_Your goal_.
Start to finish, reproduce the records below with nothing missing.

=-=-=

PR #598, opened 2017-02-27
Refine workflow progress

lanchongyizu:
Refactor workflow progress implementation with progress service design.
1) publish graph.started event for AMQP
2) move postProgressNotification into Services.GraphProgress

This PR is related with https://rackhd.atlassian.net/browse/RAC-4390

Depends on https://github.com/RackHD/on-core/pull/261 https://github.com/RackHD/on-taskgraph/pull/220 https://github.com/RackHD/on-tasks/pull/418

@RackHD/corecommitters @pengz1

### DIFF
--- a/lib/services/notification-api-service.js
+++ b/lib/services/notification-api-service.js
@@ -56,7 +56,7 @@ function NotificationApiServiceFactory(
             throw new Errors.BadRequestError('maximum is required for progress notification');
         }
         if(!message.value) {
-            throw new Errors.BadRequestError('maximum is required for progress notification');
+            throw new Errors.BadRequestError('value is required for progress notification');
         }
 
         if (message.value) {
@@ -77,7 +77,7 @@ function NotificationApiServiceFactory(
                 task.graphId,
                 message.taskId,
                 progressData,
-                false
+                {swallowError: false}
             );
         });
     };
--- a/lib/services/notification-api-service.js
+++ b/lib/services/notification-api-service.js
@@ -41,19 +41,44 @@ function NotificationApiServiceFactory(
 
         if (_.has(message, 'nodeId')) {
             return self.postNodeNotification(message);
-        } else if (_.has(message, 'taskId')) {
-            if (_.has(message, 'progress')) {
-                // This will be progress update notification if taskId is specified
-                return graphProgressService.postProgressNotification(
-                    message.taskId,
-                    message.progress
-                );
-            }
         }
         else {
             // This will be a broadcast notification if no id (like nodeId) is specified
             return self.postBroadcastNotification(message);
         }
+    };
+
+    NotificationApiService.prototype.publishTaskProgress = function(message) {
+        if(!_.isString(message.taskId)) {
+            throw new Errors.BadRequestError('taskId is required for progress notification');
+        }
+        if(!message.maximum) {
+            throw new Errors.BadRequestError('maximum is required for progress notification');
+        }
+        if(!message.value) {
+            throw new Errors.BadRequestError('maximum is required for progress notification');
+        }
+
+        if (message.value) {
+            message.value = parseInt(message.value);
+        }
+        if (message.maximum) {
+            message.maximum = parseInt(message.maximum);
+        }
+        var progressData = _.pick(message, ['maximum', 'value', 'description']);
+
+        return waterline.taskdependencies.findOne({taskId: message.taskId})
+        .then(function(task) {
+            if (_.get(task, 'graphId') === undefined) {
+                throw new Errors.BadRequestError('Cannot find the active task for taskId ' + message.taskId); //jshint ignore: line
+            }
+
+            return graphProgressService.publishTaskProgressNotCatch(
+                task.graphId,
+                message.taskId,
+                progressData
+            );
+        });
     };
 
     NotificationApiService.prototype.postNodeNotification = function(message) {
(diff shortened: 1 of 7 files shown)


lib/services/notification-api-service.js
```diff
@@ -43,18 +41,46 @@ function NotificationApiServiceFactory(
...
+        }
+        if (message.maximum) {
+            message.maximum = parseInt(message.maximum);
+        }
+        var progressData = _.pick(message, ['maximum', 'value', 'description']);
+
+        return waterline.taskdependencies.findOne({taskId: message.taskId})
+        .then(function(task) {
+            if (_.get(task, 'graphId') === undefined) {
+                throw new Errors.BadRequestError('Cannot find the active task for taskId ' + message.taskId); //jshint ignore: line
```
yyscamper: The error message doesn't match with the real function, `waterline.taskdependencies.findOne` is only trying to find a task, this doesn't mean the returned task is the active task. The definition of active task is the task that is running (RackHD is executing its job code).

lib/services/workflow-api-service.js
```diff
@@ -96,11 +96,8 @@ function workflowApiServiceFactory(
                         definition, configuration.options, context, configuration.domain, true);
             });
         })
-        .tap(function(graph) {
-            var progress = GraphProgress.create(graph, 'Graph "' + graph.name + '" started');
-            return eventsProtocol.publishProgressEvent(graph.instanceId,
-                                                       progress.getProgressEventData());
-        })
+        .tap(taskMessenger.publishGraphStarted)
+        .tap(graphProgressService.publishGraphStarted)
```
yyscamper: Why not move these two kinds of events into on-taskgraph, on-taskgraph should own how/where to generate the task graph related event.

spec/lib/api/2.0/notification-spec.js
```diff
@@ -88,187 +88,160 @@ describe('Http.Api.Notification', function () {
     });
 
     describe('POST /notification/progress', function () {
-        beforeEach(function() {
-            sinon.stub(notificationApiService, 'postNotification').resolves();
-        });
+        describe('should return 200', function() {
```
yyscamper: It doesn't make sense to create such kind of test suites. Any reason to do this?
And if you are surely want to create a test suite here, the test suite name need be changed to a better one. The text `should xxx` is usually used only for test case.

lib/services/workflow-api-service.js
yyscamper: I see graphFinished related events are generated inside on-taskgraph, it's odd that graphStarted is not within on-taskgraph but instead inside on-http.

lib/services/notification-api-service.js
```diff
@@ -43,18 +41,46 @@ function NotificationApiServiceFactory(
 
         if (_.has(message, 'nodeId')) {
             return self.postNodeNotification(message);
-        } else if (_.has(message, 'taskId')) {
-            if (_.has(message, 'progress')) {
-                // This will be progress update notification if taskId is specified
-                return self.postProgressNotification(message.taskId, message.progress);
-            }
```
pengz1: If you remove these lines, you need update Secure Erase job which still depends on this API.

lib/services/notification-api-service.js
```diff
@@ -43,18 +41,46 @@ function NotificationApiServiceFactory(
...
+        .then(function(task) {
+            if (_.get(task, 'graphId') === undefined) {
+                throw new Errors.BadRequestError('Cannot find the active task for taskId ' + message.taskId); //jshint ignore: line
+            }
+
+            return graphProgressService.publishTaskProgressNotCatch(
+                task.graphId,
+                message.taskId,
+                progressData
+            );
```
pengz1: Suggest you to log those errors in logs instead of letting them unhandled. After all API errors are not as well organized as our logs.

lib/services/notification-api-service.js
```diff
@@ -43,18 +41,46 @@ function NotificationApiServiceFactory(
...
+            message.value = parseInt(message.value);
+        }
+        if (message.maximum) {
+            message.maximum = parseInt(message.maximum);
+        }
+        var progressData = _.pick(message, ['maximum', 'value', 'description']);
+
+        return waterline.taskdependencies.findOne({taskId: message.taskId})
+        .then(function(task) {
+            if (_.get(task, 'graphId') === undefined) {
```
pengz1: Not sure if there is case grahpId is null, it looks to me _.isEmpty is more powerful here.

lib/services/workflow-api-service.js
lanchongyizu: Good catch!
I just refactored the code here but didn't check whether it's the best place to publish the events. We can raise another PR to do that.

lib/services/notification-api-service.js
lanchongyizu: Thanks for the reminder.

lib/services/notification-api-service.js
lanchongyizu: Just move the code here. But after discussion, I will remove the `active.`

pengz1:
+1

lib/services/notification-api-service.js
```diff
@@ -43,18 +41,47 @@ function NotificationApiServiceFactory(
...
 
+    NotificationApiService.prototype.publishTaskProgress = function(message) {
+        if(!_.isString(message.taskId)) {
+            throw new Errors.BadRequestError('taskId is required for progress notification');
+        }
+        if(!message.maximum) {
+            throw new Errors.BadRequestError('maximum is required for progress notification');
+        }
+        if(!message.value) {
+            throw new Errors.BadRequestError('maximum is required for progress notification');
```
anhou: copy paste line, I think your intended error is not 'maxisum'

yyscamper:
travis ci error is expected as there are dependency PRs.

=-=-=

_Result_.
PR #598, opened 2017-02-27
Refine workflow progress

lanchongyizu:
Refactor workflow progress implementation with progress service design.
1) publish graph.started event for AMQP
2) move postProgressNotification into Services.GraphProgress

This PR is related with https://rackhd.atlassian.net/browse/RAC-4390

Depends on https://github.com/RackHD/on-core/pull/261 https://github.com/RackHD/on-taskgraph/pull/220 https://github.com/RackHD/on-tasks/pull/418

@RackHD/corecommitters @pengz1

### DIFF
--- a/lib/services/notification-api-service.js
+++ b/lib/services/notification-api-service.js
@@ -56,7 +56,7 @@ function NotificationApiServiceFactory(
             throw new Errors.BadRequestError('maximum is required for progress notification');
         }
         if(!message.value) {
-            throw new Errors.BadRequestError('maximum is required for progress notification');
+            throw new Errors.BadRequestError('value is required for progress notification');
         }
 
         if (message.value) {
@@ -77,7 +77,7 @@ function NotificationApiServiceFactory(
                 task.graphId,
                 message.taskId,
                 progressData,
-                false
+                {swallowError: false}
             );
         });
     };
--- a/lib/services/notification-api-service.js
+++ b/lib/services/notification-api-service.js
@@ -41,19 +41,44 @@ function NotificationApiServiceFactory(
 
         if (_.has(message, 'nodeId')) {
             return self.postNodeNotification(message);
-        } else if (_.has(message, 'taskId')) {
-            if (_.has(message, 'progress')) {
-                // This will be progress update notification if taskId is specified
-                return graphProgressService.postProgressNotification(
-                    message.taskId,
-                    message.progress
-                );
-            }
         }
         else {
             // This will be a broadcast notification if no id (like nodeId) is specified
             return self.postBroadcastNotification(message);
         }
+    };
+
+    NotificationApiService.prototype.publishTaskProgress = function(message) {
+        if(!_.isString(message.taskId)) {
+            throw new Errors.BadRequestError('taskId is required for progress notification');
+        }
+        if(!message.maximum) {
+            throw new Errors.BadRequestError('maximum is required for progress notification');
+        }
+        if(!message.value) {
+            throw new Errors.BadRequestError('maximum is required for progress notification');
+        }
+
+        if (message.value) {
+            message.value = parseInt(message.value);
+        }
+        if (message.maximum) {
+            message.maximum = parseInt(message.maximum);
+        }
+        var progressData = _.pick(message, ['maximum', 'value', 'description']);
+
+        return waterline.taskdependencies.findOne({taskId: message.taskId})
+        .then(function(task) {
+            if (_.get(task, 'graphId') === undefined) {
+                throw new Errors.BadRequestError('Cannot find the active task for taskId ' + message.taskId); //jshint ignore: line
+            }
+
+            return graphProgressService.publishTaskProgressNotCatch(
+                task.graphId,
+                message.taskId,
+                progressData
+            );
+        });
     };
 
     NotificationApiService.prototype.postNodeNotification = function(message) {
(diff shortened: 1 of 7 files shown)


lib/services/notification-api-service.js
```diff
@@ -43,18 +41,46 @@ function NotificationApiServiceFactory(
...
+        }
+        if (message.maximum) {
+            message.maximum = parseInt(message.maximum);
+        }
+        var progressData = _.pick(message, ['maximum', 'value', 'description']);
+
+        return waterline.taskdependencies.findOne({taskId: message.taskId})
+        .then(function(task) {
+            if (_.get(task, 'graphId') === undefined) {
+                throw new Errors.BadRequestError('Cannot find the active task for taskId ' + message.taskId); //jshint ignore: line
```
yyscamper: The error message doesn't match with the real function, `waterline.taskdependencies.findOne` is only trying to find a task, this doesn't mean the returned task is the active task. The definition of active task is the task that is running (RackHD is executing its job code).

lib/services/workflow-api-service.js
```diff
@@ -96,11 +96,8 @@ function workflowApiServiceFactory(
                         definition, configuration.options, context, configuration.domain, true);
             });
         })
-        .tap(function(graph) {
-            var progress = GraphProgress.create(graph, 'Graph "' + graph.name + '" started');
-            return eventsProtocol.publishProgressEvent(graph.instanceId,
-                                                       progress.getProgressEventData());
-        })
+        .tap(taskMessenger.publishGraphStarted)
+        .tap(graphProgressService.publishGraphStarted)
```
yyscamper: Why not move these two kinds of events into on-taskgraph, on-taskgraph should own how/where to generate the task graph related event.

spec/lib/api/2.0/notification-spec.js
```diff
@@ -88,187 +88,160 @@ describe('Http.Api.Notification', function () {
     });
 
     describe('POST /notification/progress', function () {
-        beforeEach(function() {
-            sinon.stub(notificationApiService, 'postNotification').resolves();
-        });
+        describe('should return 200', function() {
```
yyscamper: It doesn't make sense to create such kind of test suites. Any reason to do this?
And if you are surely want to create a test suite here, the test suite name need be changed to a better one. The text `should xxx` is usually used only for test case.

lib/services/workflow-api-service.js
yyscamper: I see graphFinished related events are generated inside on-taskgraph, it's odd that graphStarted is not within on-taskgraph but instead inside on-http.

lib/services/notification-api-service.js
```diff
@@ -43,18 +41,46 @@ function NotificationApiServiceFactory(
 
         if (_.has(message, 'nodeId')) {
             return self.postNodeNotification(message);
-        } else if (_.has(message, 'taskId')) {
-            if (_.has(message, 'progress')) {
-                // This will be progress update notification if taskId is specified
-                return self.postProgressNotification(message.taskId, message.progress);
-            }
```
pengz1: If you remove these lines, you need update Secure Erase job which still depends on this API.

lib/services/notification-api-service.js
```diff
@@ -43,18 +41,46 @@ function NotificationApiServiceFactory(
...
+        .then(function(task) {
+            if (_.get(task, 'graphId') === undefined) {
+                throw new Errors.BadRequestError('Cannot find the active task for taskId ' + message.taskId); //jshint ignore: line
+            }
+
+            return graphProgressService.publishTaskProgressNotCatch(
+                task.graphId,
+                message.taskId,
+                progressData
+            );
```
pengz1: Suggest you to log those errors in logs instead of letting them unhandled. After all API errors are not as well organized as our logs.

lib/services/notification-api-service.js
```diff
@@ -43,18 +41,46 @@ function NotificationApiServiceFactory(
...
+            message.value = parseInt(message.value);
+        }
+        if (message.maximum) {
+            message.maximum = parseInt(message.maximum);
+        }
+        var progressData = _.pick(message, ['maximum', 'value', 'description']);
+
+        return waterline.taskdependencies.findOne({taskId: message.taskId})
+        .then(function(task) {
+            if (_.get(task, 'graphId') === undefined) {
```
pengz1: Not sure if there is case grahpId is null, it looks to me _.isEmpty is more powerful here.

lib/services/workflow-api-service.js
lanchongyizu: Good catch!
I just refactored the code here but didn't check whether it's the best place to publish the events. We can raise another PR to do that.

lib/services/notification-api-service.js
lanchongyizu: Thanks for the reminder.

lib/services/notification-api-service.js
lanchongyizu: Just move the code here. But after discussion, I will remove the `active.`

pengz1:
+1

lib/services/notification-api-service.js
```diff
@@ -43,18 +41,47 @@ function NotificationApiServiceFactory(
...
 
+    NotificationApiService.prototype.publishTaskProgress = function(message) {
+        if(!_.isString(message.taskId)) {
+            throw new Errors.BadRequestError('taskId is required for progress notification');
+        }
+        if(!message.maximum) {
+            throw new Errors.BadRequestError('maximum is required for progress notification');
+        }
+        if(!message.value) {
+            throw new Errors.BadRequestError('maximum is required for progress notification');
```
anhou: copy paste line, I think your intended error is not 'maxisum'

yyscamper:
travis ci error is expected as there are dependency PRs.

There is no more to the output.